DIRECTIONS FOR THIS TASK: Report each line of the entries below that includes "whose".

SUPPLIED RECORDS:
"""

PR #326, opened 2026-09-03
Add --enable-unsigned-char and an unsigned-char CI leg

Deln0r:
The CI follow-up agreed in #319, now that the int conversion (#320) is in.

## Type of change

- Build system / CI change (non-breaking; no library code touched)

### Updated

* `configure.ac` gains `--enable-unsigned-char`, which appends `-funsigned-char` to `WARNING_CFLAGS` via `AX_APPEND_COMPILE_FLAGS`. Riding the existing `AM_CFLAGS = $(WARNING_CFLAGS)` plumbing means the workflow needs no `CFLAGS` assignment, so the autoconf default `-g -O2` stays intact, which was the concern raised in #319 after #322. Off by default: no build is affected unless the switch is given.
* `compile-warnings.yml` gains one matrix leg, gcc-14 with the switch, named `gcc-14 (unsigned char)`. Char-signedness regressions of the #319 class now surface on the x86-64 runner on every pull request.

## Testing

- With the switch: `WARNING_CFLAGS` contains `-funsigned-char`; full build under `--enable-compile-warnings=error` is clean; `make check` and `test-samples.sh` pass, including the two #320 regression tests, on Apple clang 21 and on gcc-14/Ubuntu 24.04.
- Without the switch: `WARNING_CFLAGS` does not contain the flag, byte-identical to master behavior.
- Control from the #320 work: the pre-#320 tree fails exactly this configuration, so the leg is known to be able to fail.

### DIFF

"""
"""

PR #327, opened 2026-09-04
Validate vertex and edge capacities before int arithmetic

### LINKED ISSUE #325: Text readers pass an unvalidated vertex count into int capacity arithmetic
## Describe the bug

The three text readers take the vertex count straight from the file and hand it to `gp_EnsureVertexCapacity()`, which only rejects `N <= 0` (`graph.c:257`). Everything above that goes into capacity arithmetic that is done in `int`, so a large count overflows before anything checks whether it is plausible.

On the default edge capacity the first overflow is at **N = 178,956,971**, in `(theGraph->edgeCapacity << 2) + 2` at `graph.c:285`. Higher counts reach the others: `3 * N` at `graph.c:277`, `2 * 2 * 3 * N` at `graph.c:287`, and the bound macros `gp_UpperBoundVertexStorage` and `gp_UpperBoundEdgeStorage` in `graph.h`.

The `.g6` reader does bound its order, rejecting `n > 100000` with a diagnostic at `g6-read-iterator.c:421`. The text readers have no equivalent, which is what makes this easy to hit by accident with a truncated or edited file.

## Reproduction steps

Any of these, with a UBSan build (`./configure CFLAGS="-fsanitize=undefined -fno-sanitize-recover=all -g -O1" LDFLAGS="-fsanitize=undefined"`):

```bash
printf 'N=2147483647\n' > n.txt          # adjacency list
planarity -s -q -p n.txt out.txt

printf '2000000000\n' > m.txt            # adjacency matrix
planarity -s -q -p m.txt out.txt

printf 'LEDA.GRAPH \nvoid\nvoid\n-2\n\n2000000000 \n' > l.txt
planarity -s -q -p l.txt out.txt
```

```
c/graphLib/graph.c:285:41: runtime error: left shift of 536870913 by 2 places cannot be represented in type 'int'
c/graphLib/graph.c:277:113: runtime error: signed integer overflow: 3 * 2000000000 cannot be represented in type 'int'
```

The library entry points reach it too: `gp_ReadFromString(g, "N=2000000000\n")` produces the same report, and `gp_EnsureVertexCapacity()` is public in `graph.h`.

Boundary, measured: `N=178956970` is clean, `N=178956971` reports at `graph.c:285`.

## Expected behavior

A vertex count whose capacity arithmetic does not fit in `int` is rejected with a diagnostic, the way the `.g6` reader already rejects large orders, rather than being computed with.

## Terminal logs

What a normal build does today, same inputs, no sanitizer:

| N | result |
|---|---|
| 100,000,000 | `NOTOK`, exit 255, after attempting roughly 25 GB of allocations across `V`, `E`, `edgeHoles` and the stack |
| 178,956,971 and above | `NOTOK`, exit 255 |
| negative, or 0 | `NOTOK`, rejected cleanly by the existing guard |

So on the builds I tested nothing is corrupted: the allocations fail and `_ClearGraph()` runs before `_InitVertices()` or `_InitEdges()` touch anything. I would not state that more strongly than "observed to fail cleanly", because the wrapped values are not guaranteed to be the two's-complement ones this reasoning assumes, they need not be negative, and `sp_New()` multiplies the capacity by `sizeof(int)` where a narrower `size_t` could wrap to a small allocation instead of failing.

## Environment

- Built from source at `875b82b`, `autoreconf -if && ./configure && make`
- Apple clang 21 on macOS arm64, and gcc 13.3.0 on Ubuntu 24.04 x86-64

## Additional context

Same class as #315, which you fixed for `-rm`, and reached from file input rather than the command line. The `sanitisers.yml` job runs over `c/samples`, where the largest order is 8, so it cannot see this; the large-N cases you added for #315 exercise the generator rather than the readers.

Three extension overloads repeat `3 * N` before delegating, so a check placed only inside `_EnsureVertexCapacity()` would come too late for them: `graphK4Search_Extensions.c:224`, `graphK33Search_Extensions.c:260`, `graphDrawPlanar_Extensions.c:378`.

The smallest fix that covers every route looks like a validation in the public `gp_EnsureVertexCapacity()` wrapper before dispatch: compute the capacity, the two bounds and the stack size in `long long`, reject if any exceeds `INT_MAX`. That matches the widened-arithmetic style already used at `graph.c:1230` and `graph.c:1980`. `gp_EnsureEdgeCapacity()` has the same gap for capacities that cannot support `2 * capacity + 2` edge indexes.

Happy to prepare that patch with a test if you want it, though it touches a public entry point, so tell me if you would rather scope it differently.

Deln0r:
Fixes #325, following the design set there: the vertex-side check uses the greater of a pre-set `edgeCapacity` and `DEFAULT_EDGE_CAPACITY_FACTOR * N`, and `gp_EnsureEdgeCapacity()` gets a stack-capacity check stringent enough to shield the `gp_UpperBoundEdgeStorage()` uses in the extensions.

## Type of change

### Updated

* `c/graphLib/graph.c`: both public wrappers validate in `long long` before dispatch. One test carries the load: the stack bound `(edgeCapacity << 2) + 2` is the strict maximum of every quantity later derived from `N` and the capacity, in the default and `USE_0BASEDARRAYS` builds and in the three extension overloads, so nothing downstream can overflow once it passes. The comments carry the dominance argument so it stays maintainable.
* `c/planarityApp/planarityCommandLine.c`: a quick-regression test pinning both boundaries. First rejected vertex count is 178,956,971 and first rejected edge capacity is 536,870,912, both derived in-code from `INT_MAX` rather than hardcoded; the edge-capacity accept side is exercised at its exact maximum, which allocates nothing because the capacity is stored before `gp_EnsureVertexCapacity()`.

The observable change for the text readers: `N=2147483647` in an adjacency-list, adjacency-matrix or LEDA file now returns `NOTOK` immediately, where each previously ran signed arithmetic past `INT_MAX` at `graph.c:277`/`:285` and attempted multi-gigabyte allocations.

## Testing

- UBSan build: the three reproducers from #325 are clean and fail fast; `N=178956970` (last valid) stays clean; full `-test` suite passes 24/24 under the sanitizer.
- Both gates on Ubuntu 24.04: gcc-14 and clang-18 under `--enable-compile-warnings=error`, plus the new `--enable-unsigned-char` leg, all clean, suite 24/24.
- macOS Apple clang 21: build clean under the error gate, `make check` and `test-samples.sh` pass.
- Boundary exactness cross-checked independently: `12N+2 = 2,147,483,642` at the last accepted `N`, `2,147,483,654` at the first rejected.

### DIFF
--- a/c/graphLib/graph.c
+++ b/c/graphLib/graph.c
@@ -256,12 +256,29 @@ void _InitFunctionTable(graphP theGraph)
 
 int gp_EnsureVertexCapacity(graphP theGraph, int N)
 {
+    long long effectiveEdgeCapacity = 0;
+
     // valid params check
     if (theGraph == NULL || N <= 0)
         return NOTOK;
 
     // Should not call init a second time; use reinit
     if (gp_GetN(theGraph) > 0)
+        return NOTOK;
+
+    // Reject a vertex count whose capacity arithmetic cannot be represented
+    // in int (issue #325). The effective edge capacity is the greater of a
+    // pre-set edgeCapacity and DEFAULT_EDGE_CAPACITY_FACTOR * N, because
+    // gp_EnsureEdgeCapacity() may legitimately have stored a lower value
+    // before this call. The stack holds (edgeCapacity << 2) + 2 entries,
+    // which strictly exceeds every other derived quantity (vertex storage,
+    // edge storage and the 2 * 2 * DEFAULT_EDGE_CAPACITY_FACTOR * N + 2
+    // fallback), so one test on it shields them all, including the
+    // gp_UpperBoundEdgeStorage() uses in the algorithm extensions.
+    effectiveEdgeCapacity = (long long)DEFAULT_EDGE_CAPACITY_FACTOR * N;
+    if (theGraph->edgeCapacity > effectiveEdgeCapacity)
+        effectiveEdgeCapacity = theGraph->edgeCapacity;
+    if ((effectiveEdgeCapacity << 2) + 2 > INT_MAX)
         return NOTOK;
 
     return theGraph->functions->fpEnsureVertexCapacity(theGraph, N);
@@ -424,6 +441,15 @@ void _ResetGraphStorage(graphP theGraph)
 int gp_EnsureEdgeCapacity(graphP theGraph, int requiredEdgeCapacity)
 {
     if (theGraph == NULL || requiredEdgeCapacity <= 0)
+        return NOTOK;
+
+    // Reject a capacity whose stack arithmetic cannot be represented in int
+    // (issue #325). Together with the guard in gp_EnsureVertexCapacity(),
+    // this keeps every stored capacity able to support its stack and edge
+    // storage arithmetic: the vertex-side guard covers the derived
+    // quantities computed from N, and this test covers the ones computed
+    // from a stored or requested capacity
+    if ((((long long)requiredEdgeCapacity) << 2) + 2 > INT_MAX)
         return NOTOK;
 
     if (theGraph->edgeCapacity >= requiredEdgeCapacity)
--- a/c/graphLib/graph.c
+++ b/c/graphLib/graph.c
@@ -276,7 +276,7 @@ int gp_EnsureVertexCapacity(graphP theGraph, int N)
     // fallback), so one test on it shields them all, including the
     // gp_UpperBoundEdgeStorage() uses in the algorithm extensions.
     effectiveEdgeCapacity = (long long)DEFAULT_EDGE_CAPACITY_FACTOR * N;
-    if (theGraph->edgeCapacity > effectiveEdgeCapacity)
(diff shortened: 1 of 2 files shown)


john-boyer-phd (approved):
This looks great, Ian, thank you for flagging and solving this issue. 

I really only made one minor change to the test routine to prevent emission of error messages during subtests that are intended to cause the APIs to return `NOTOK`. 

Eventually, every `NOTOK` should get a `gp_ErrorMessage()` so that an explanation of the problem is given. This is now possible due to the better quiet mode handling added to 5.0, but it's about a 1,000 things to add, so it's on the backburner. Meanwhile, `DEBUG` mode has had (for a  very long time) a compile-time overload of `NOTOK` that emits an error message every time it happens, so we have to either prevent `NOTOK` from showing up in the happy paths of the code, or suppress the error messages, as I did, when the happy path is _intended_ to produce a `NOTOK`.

"""

EXERCISE ANSWER:
A vertex count whose capacity arithmetic does not fit in `int` is rejected with a diagnostic, the way the `.g6` reader already rejects large orders, rather than being computed with.
+    // Reject a vertex count whose capacity arithmetic cannot be represented
+    // Reject a capacity whose stack arithmetic cannot be represented in int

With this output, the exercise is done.